→ Task objective: Every line of the material is to be reproduced verbatim.

++++ Data block

PR #52, opened 2026-04-18
Draft: 48 extend persistent data structures with deque

### LINKED ISSUE #48: Extend Persistent Data-Structures with Deque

++++++++

→ Expected answer:
PR #52, opened 2026-04-18
Draft: 48 extend persistent data structures with deque

### LINKED ISSUE #48: Extend Persistent Data-Structures with Deque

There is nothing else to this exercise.